Na última eleição, a taxa de renovação da Câmara dos Deputados foi de 44%, se igualando às duas menores desde a redemocratização (em 1998 e 2010). Empossada há exatos 60 dias a nova legislatura possui em seus quadros personalidades exóticas, especialistas em redes sociais, Fake News e polêmicas. Vários sem qualquer lastro político, formação jurídica ou convicção ideológica, optam pela lacração. Para quem não está acostumado com a linguagem da internet, lacração é considerada um sinônimo de “arrasar” ou “mandar bem”.
Na semana em que os fatos políticos mais relevantes deveriam ser a apresentação do arcabouço fiscal e o retorno do ex-presidente para, entre outras coisas, explicar o imbróglio das joias sauditas, o convite para o ministro da Justiça e Segurança Pública, Flávio Dino prestar informações na Comissão de Constituição e Justiça e de Cidadania (CCJC) da Câmara sobre ações pós-8 de janeiro e ida ao Complexo da Maré ganhou todos os holofotes. Há quem diga que o objetivo do convite era justamente desviar o foco.

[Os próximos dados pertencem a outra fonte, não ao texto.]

PR #6130, opened 2026-08-11
[ING-507] fix(alerts): lock the alert while evaluating

aquinofb:
## Context

Evaluating an alert and changing its configuration touch different tables, so they can run at the same time. Evaluation read the stored baseline and the set of thresholds without holding anything, so an edit landing in between could leave it comparing against a baseline that had moved, or against a set of thresholds only half replaced. The two sides also disagreed about what to lock: creating an alert held a lock on the wallet, the opposite order to the one evaluation needs.

## Changes

Evaluation now holds the alert while it works, and the crossing is computed inside that lock. Editing holds the same lock across the threshold rewrite. Only ever one lock is held, and it is always the alert.

Creation takes none at all: its whole write is one transaction and nothing can see the alert until the thresholds commit with it. Reading the wallet unlocked can leave the seeded baseline very slightly behind, which the next evaluation corrects, and that is a better trade than two locks taken in opposing orders.

Both delete paths now take the alert before its thresholds, and the bulk one takes them in a stable order. They used to do the reverse, which was harmless while a thresholds-only edit wrote nothing to the alert row, and would have become a deadlock the moment editing started locking that row first. The specs assert the order of the statements rather than merely that a lock was taken.

An evaluation that cannot compute a value now records the time it ran. Nothing reads that timestamp yet, but the period-rollover rule that follows keys off it.

One consequence worth knowing: the lock reloads the alert, so thresholds are always read fresh inside it. The two callers that walk a batch of alerts therefore no longer preload thresholds, because the lock was about to throw that work away for every alert in the batch.


app/services/usage_monitoring/process_lifetime_usage_alert_service.rb
```diff
@@ -27,7 +28,16 @@ def call
         usage_filters:
       )
 
-      ProcessAlertService.call(alert:, alertable: subscription, current_metrics: usage_for_charges_result.usage)
+      # The usage was filtered for one metric, and evaluation reloads the alert under its lock, so a metric
+      # changed in between would be measured against usage it does not appear in and read as no usage at all.
+      return result unless Alert.where(id: alert.id, billable_metric_id:).exists?
```
toommz, line 33: Should we put it before L22, so we don't compute usage if we will just early return?

toommz (commented):
I think we should reload the alerts in their locking blocks, because in the meantime something might have happened. WDYT?

app/services/usage_monitoring/process_lifetime_usage_alert_service.rb
aquinofb: Good question, but it has to stay after the usage build: that build is the slow part, so it is the window where a metric change or a deletion can actually land. Before it the alert has only just been loaded by the job, so the check would be re-reading a value read microseconds earlier and would catch nothing.

Two specs cover the cases it is there for, and both fail if it moves up: "when the alert's metric changes while the usage is being built" and "when the alert is deleted while the usage is being built".

The wasted-work worry is mostly handled a level up, since the alert is soft deleted out of the default scope and the job cannot deserialize a discarded one, so it fails at its boundary rather than reaching here.

The comment only explained what the check guards, not why it sits below the build, which is what made it read as misplaced. I have reworded it in a02cc89c8. Evaluation also re-checks the metric once it holds the lock now, so the narrow gap between this check and the lock is covered too.

vincent-pochet (approved):

toommz (approved):

PR #6138, opened 2026-08-12
feat(quotes): bound signing and execution dates

toommz:
## Context

Three quote dates are refused in the past by the execution flow: the subscription ending date (`end_date`, `plans[].payload.endDate`), a wallet `expirationAt` and a recurring rule `expirationAt`. They are only checked for futureness at approve, and nothing ties them to the dates that decide *when* execution happens, so a deal can be signed or scheduled past its own term and only blows up at execution as a failed order.

## Description

Adds `QuoteVersions::DealExpiration`, which folds those fields into the earliest date the deal must still be running, and bounds both write points against it:

- `expires_at` at approve (`OrderForms::CreateService`)
- `execute_at` at signing and on update, via the shared `ExecutionSettingsValidation` concern

Both fail with `after_deal_expiration`. The comparison is by date and strictly earlier, matching `valid_ending_at?`, which already fails on a same-day landing. `one_off` quotes carry none of these fields, so the check is a no-op for them.

Two known limits: an order with no `execute_at` is executed manually at any time, so the execution-time failure stays the backstop; and a short-lived wallet now constrains the signing window too.

### DIFF
--- a/app/services/order_forms/create_service.rb
+++ b/app/services/order_forms/create_service.rb
@@ -18,6 +18,10 @@ module OrderForms
       return result.single_validation_failure!(field: :quote_version, error_code: "not_approved") unless quote_version.approved?
       return result.single_validation_failure!(field: :expires_at, error_code: "invalid_date") unless valid_expires_at?
 
+      unless QuoteVersions::DealExpiration.covers?(quote_version, expires_at)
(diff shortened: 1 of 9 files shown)


aquinofb (approved):
LGTM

Mestre em Direito Público, Flávio Dino carrega em seu invejável currículo 16 anos como juiz federal e na política foi eleito deputado federal, governador e senador. Professor de Direito Constitucional estava preparado para encarar a “5ª Série da Política”. Deu uma verdadeira aula, mas também não deixou de transformar sua participação em um show, devolvendo cada provocação com fundamentos teóricos irretocáveis acompanhados de doses de ironia.
Embora muitos tenham vibrado com o desempenho, o certo é que o que assistimos naquela sessão e nas demais reuniões do Congresso até o momento foi algo no mínimo lastimável. Parlamentares com dificuldade de leitura, oratória e sem conhecimento básico de regimento interno e legislação integram a CCJC, comissão mais importante da Casa Legislativa. Situação semelhante é encontrada em outras comissões temáticas relevantes. Enquanto congressistas de diversos partidos trocam ameaças, insultos e quase chegam à agressão física, seus assessores ficam espremidos entre as mesas atuando como produtores de vídeos e conteúdos, na busca pela frase de efeito ou pela imagem que irá “bombar na web”.
Durante a sequência evolutiva, para evitar que todos os conflitos fossem resolvidos à base da violência, a humanidade desenvolveu a política e criou o parlamento como mecanismo onde os temas fundamentais da convivência fossem debatidos. Atribuiu competência para que deputados e senadores estabeleçam leis e normas em geral para regrar direitos, deveres e formas de conduta. Quando o próprio Congresso tem dificuldade em compreender o seu mister, é necessário parar e fazer uma intensa reflexão sobre os rumos que tomaremos.
Em diversas casas legislativas brasileiras, observamos muito palanque e pouca produtividade. O país possui demandas econômicas e sociais urgentes que precisam de serenidade e competência. Política é coisa séria sim! Basta de pantomina, lacração e espetacularização no Parlamento!